Data model related aspects
Current data model (as of April 2013):
Multiple tables
Each table can have infinitely many objects
Each object is key - value - version tuple
Key is a primary unique key
Hash table maintained from hash(key) to object, and key check made when object(s) found
Operations:
Basic operations: read, write, delete
Conditional operations allow reading / writing / deleting only if version matches provided version
Multi-ops allow multi-object operations (read / write / delete). The operation on each object is allowed to succeed / fail independent of others (i.e., it is not a transaction)
Table split into tablets across servers
We lose some locality
Tablets get further split during recovery
Helps in fast recovery
But causes further fragmentation / loss of locality
(Highly inclusive list of) topics for further exploration (or not) and some initial thoughts about them:
Multi-object transactions
Client side transactions
Can be constructed (relatively easily) using conditional ops by a user.
Provide library method (for better support / easy first-step / comparison point)?
Optimized using server modifications (see older discussions)
Diego has an implementation in python
Server side transactions
2 PC (see Sinfonia)
Allow transactions on objects across various tables? Why not!
Object format / Schema
Since key and val can both be blobs of data, user can push in data have more "interesting" formats, like JSON. However, it is all opaque to RAMCloud. So client has to do the serialization / deserialization, and it can also not query based on various attributes.
User can define their own library functions to do some of this.
We can provide library functions for some simple formats.
Allows for non-strict datamodel (i.e., each row can have different num / types of columns)
+ flexibility, + ease of implementation, - can't have secondary indexes
Relational DB - like model
Multiple columns as first-class citizens - queries can be done on columns other than "key"
Specify columns and their formats during table creation.
Same format applies to all rows.
Allowing schema changes after table creation:
Allowed in most DB systems, so we should too
Hard to implement
Will need to stop execution to re-check constrains of data already stored
What to do if data doesn't fit constraints?
Client side / server side?
Can treat at values in columns as opaque blobs (i.e., no constraint checking) but still provide secondary indexes. Or not (next point).
Contraint checking during writes for each column. Can do at client / server level. See common DB (incl. distributed DB) implementations. Some examples:
Null / not-null
Data type
length
Unique vals
harder, probably can't do at client level
data race when inserting val in secondary index, can make sure only one gets added, and accordingly one wins a write
Foreign key
harder, will need conditional op where condition can refer to other objects
what if the foreign key has to be deleted from its table?

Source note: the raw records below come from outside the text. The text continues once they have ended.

PR #133, opened 2022-01-23
fix #132

### LINKED ISSUE #132: ScriptCommandLine compatibility with WMA
From #67 it becomes apparent that the behavior of ``ScriptCommandLine`` in Mathics differs from WMA in the sense that the first element of the list in WMA is the script filename instead of the first paramenter.

mmatera:
and part of #67

### DIFF
--- a/CHANGES.rst
+++ b/CHANGES.rst
@@ -32,6 +32,12 @@ Internals
 * ``Cylinder`` rendering is implemented in Asymptote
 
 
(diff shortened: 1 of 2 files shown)


rocky (commented):
LGTM - thanks for splitting this off.

rocky (approved):
LGTM - thanks for splitting this off.

PR #134, opened 2022-01-23
clean imports, reduce expression module, ...

rocky:
* Interrupt exceptions moved ot of evaluation.py and into expression.py
* Correct return type of Expression.evaluate()
* remove unused imports including those that are imported improperly
  elsewhere
* import from a module only once

### DIFF
--- a/mathics/core/expression.py
+++ b/mathics/core/expression.py
@@ -742,11 +742,29 @@ class Expression(BaseExpression):
         else:
             return self
 
-    # When we allow 3.9 only, the return type chould become type[Expression]
+    # When we allow 3.9 only, the return type could become type[Expression]
     # See https://adamj.eu/tech/2021/05/16/python-type-hints-return-class-not-instance/
-    def evaluate(self, evaluation) -> typing.Type["Expression"]:
-        """
-        Evaluate until reach a fixed point.
+    # Note that the return type is some subclass of BaseExpression, it could be
+    # a Real, an Expression, etc. It probably will *not* be a BaseExpression since
+    # the point of evaluation when there is not an error is to produce a concrete result.
+    def evaluate(
+        self, evaluation: typing.Type["BaseExpression"]
+    ) -> typing.Type["BaseExpression"]:
+        """Pattern match and replace subexpressions evaluating the resulting
+        expression until either we are told not to go further, or
+        until we determine that the result of an evaluation cannot
+        produce a resulting expression that is different from the one
+        we started out with.
+
+        Some ways that we might be told not to do further are:
+        * a  limit of some sort is hit: timeout or iteration count
+        * some other exception occurs
+        * the result of evaluation indicates not to go futher
+
+        Some ways that a we determine the result of another evaluation cannot produce a different result:
+        * The result was exactly the same as the last time, and there were no definition changes
+        * the result of an evaluation indicates that we have the final value (sort of the same thing
+          as the last case in the list item above).
         """
         if evaluation.timeout:
             return
--- a/mathics/core/expression.py
+++ b/mathics/core/expression.py
@@ -10,9 +10,11 @@ from itertools import chain
 from bisect import bisect_left
 
 from mathics.core.atoms import from_python, Number, Integer
+from mathics.core.convert import sympy_symbol_prefix, SympyExpression
+from mathics.core.evaluation import Evaluation
+
 from mathics.core.interrupt import ReturnInterrupt
 from mathics.core.number import dps
-from mathics.core.convert import sympy_symbol_prefix, SympyExpression
 from mathics.core.symbols import (
     Atom,
     BaseExpression,
@@ -748,23 +750,14 @@ class Expression(BaseExpression):
     # a Real, an Expression, etc. It probably will *not* be a BaseExpression since
     # the point of evaluation when there is not an error is to produce a concrete result.
     def evaluate(
-        self, evaluation: typing.Type["BaseExpression"]
+        self,
+        evaluation: Evaluation,
     ) -> typing.Type["BaseExpression"]:
-        """Pattern match and replace subexpressions evaluating the resulting
-        expression until either we are told not to go further, or
-        until we determine that the result of an evaluation cannot
-        produce a resulting expression that is different from the one
-        we started out with.
+        """Apply transformation rules and expression evaluation to `evaluation` via
+        `evaluate_next()` until it tells us to stop or we hit some limit.
+        `evaluate_next()` may call us recusively.
 
-        Some ways that we might be told not to do further are:
-        * a  limit of some sort is hit: timeout or iteration count
-        * some other exception occurs
-        * the result of evaluation indicates not to go futher
-
-        Some ways that a we determine the result of another evaluation cannot produce a different result:
-        * The result was exactly the same as the last time, and there were no definition changes
-        * the result of an evaluation indicates that we have the final value (sort of the same thing
-          as the last case in the list item above).
+        Limits are either an evaluation iteration count or a timeout value.
         """
         if evaluation.timeout:
             return
--- a/mathics/core/expression.py
+++ b/mathics/core/expression.py
@@ -10,6 +10,7 @@ from itertools import chain
 from bisect import bisect_left
 
 from mathics.core.atoms import from_python, Number, Integer
+from mathics.core.interrupt import ReturnInterrupt
 from mathics.core.number import dps
 from mathics.core.convert import sympy_symbol_prefix, SympyExpression
 from mathics.core.symbols import (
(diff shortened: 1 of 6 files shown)


mathics/core/expression.py
```diff
@@ -743,9 +742,12 @@ def flatten(
         else:
             return self
 
-    def evaluate(self, evaluation) -> typing.Union["Expression", "Symbol"]:
-        from mathics.core.evaluation import ReturnInterrupt
-
+    # When we allow 3.9 only, the return type chould become type[Expression]
+    # See https://adamj.eu/tech/2021/05/16/python-type-hints-return-class-not-instance/
+    def evaluate(self, evaluation) -> typing.Type["Expression"]:
```
mmatera, line 747: OK, but ``evaluate`` can return a `Symbol`, or a `String` or a `Real` number among other things. All of them are instances of the class  ``BaseExpression``.

mmatera:
apart from the comment, LGTM.

mathics/core/expression.py
rocky: Yes, I have this backwards. I mean `typing.Type["BaseExpression"]`. I will change that soon.

rocky: BTW, this also suggests why the there might be a `LiteralExpression` class separate from `BaseExpression`.

In the case of `LiteralExpression` that is something that should not be subclassed, it is an end kind of thing of itself.

mmatera: BTW, in the reference, the example is:
```
def make_animal(animal_class: Type[Animal], name: str) -> Animal:
    return animal_class(name=name)
```
so `Type` seems to be used in arguments, but not in the return type. (weird, isn't it?)

mmatera: > BTW, this also suggests why the there might be a `LiteralExpression` class separate from `BaseExpression`.
> 
> In the case of `LiteralExpression` that is something that should not be subclassed, it is an end kind of thing of itself.

I am not fully sure to follow you. Maybe later a UML graph could be helpful.

rocky: I think things will become clearer over time. Please be patient. 

Also, it is going to take a while to fully understand both this code and how WL and how that relates to conventional practice.

BTW, I have now updated the code and the docstring for Expression to be more clear about what is meant by "fixed point".  Please look over to make sure I have this correct.

mathics/core/expression.py
```diff
@@ -743,9 +742,30 @@ def flatten(
...
-    def evaluate(self, evaluation) -> typing.Union["Expression", "Symbol"]:
-        from mathics.core.evaluation import ReturnInterrupt
-
+    # When we allow 3.9 only, the return type could become type[Expression]
+    # See https://adamj.eu/tech/2021/05/16/python-type-hints-return-class-not-instance/
+    # Note that the return type is some subclass of BaseExpression, it could be
+    # a Real, an Expression, etc. It probably will *not* be a BaseExpression since
+    # the point of evaluation when there is not an error is to produce a concrete result.
+    def evaluate(
+        self, evaluation: typing.Type["BaseExpression"]
```
mmatera, line 751: ``evaluation: typing.Type["Evaluation"]``

TiagoCavalcante:
LGTM, except for the typing part, I agree with @mmatera.

mathics/core/expression.py
```diff
@@ -743,9 +742,30 @@ def flatten(
...
+
+        Some ways that we might be told not to do further are:
+        * a  limit of some sort is hit: timeout or iteration count
+        * some other exception occurs
+        * the result of evaluation indicates not to go futher
+
+        Some ways that a we determine the result of another evaluation cannot produce a different result:
+        * The result was exactly the same as the last time, and there were no definition changes
+        * the result of an evaluation indicates that we have the final value (sort of the same thing
+          as the last case in the list item above).
```
mmatera, line 767: Also if the expression was cached, and the symbols involved didn't change since then.

mmatera: Notice that line 788 has a similar effect than replacing the expression by a "Literal".

mathics/core/expression.py
rocky: Actually, I think it is exactly an "Evaluation", right?

mmatera: Yes

mathics/core/expression.py
rocky: After reading the description by David Withhoff, I want to back off a more detailed description of everything  and narrow the top-level description to just what _it_ does, not everything underneath that it calls. 

It is the next level `evaluate_next` which i would like renamed  where there is a lot more complexity. 

But I think we also need just a document on this in the readthedocs for this aspect alone. 

As for caching and all of that. You would do the design a favor if you forgot it exists. A simple and sane description of behavior or how to think about how things work shouldn't need  to involve caches. 

As an analogy, you might fit a bunch of pieces together in a jig-saw puzzle to form a scene, but you wouldn't describe the scene as how the jigsaw puzzles fit together. 

Reading what David Withoff writes, I am sorry to report that the more common word variable isn't mentioned but that's in fact what is going on. Given this, I am leaning towards calling this new Literal-value symbol something other than Symbol, e.g. LispSymbol, or SymbolLiteral, and make explicit that Symbol is akin to variable in programming languages.

mmatera: @rocky, I also have read  Withhoff's paper, and it describes something very similar to what we have in Mathics. A difference I found is that evaluations are not carried on over Raw (Atoms) expressions, (except for symbols). 

Regarding "caches", in `mathics.core.expression`, `ExpressionCache` just tracks which symbols are used in an Expression, and when they were modified. Is a way to avoid reevaluating a leaf that has already reached its fixed point. I think we need to take that part into account if we want to think about a redesign.

rocky: Sure, I understand what the expression cache is supposed to do. That is also mentioned in Withoff's paper. It may come about in the implementation at some point, the part I strongly object to is using it in describing a _behavior_. 

Caches should be transparent in terms of behavior, other than to speeding up operations. If you need a cache to ensure the correct _behavior_ then something is wrong. 

Finally, I want to make it clear that it is not simply the fact that Symbol means variable (which often is the case even outside of Mathematica), but what I mean is that inside WL docs it is used in two different ways. They say that there is a differentiation Symbol. And in Mathics (and probably WL) this gets put in an expression as that symbol at least initially. It just then gets transformed at some point to this other kind of symbol which feels acts like a variable in that it has changeable dynamic properties associated with it. That doesn't happen when we talk about the a zodiac symbol as being one of the many symbols that WL has. 

And we need to distinguish these to things.

mmatera: > Sure, I understand what the expression cache is supposed to do. 


Good!, because it took to me several months to understand what this object was caching.

> That is also mentioned in Withoff's paper. It may come about in the implementation at some point. I strongly object to is using it in describing a _behavior_. And this is what I am more concerned about.

The behavior is: "if certain Expression comes from evaluating a previous Expression, and the symbols that are involved have not changed since its creation, the Expression is not going to be evaluated again", isn't it?

> 
> Caches should be transparent in terms of behavior, other than to speed up the execution time of operations. If you need a cache to ensure the _correct_ behavior then something is wrong.
> 

hum, OK: if you remove cache in this case, you will get the same result, but only after a lot of extra steps.


> Finally, I want to make it clear that it is not simply the fact that Symbol means variable (which often is the case even outside of Mathematica), but what I mean is that inside WL docs it is used in two different ways. They say that there is a differentiation Symbol. And in Mathics (and probably WL) this gets put in an expression as that symbol at least initially. It just then gets transformed at some point to this other kind of symbol which feels acts like a variable in that it has changeable dynamic properties associated with it. That doesn't happen when we talk about the a zodiac symbol as being one of the many symbols that WL has.
> 
> And we need to distinguish these two things.


OK, but the problem here is that just a very limited set of Symbols (`List`, `Sequence`, `Symbol`, and maybe a couple more) have rules that can not be modified. For example, something funny you can do is:
```
In[1]:= Unprotect[Plus]; Plus=4; 4+2
Out[1]=4[4,2]
```
I think that this is what makes it tough to distinguish the two notions.

rocky: I was lamenting that the terminology is confused and I was trying to figure out a good approach to use to disambiguate the two. Right now given the way the code is named, probably we should add a SymbolicLiteral class which has the properties of a Lisp Symbol. 

I wasn't implying that the way WL or what's going on  in Mathics is confusing, Just that the lack of more precise naming makes it easy for people to get confused in our code, to the point of introducing bugs.

There are Lisp-like symbols and there are variables tied to a scope. A variable (called a Symbol in Mathics and often in WL) consists of a symbol (name) along with properties and bindings. 

This isn't hard to understand; Lisp novices manage it.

Simple lookup / range query (see "secondary indexes" below) / nothing
Graph oriented data model
Jonathan says graphs fit really well in existing relational model.
Read up more / talk to more people. (What is the model? What ops they do and how efficient they are? what would they like to do?)
Primary index
"key" is a unique index (or primary key) implemented as a hash table based on hash(key). Can do lookups on this, but not range queries.
Support range queries (tree)? - Probably not. We're mostly interested in range queries on secondary indexes.
Secondary indexes
Multi indexes vs unique indexes
Simple lookups (Hash table) vs Range queries (Tree) - we'd probably have to support both, and it can be chosen by the user.
For multi indexes it would make more sense to use tree rather than hash.
Cross-server transactions
Recovery!
Querying
This brings together some of earlier issues and some additional decisions
Type of queries that can be done will depend on the object format / schema and the indexes.
It could be simple lookups / range queries on a column, or graph-oriented querying, SQL-like querying and so on.
Joins (for querying) or store information where needed (de-normalization?)
Higher level operations
For example, various types of aggregation (Cristian Tinnefeld was working on something like this?)
Client side library functions vs server side implementations
Favors column store more than row oriented
More in the direction of analytics
Code shipping
I think its beyond the scope of my work, unless used to compare with higher level functions implementation.
This basically comes down to the following main issues:
Secondary Indexes
Constraint checking (on secondary indexes / values)
Multi-object transactions
Graph operations (and don't need anything else from relational model) - figure out what's needed, maybe it will just come down to secondary indexes
From the above, multi-object transactions is probably a good starting point since: it will be needed as a building block for implementing secondary indexes that span multiple servers; it is the most systems-y topic (and I can climb on to topics on DB-Systems interface after this); it will probably be easier to wrap my head around this first.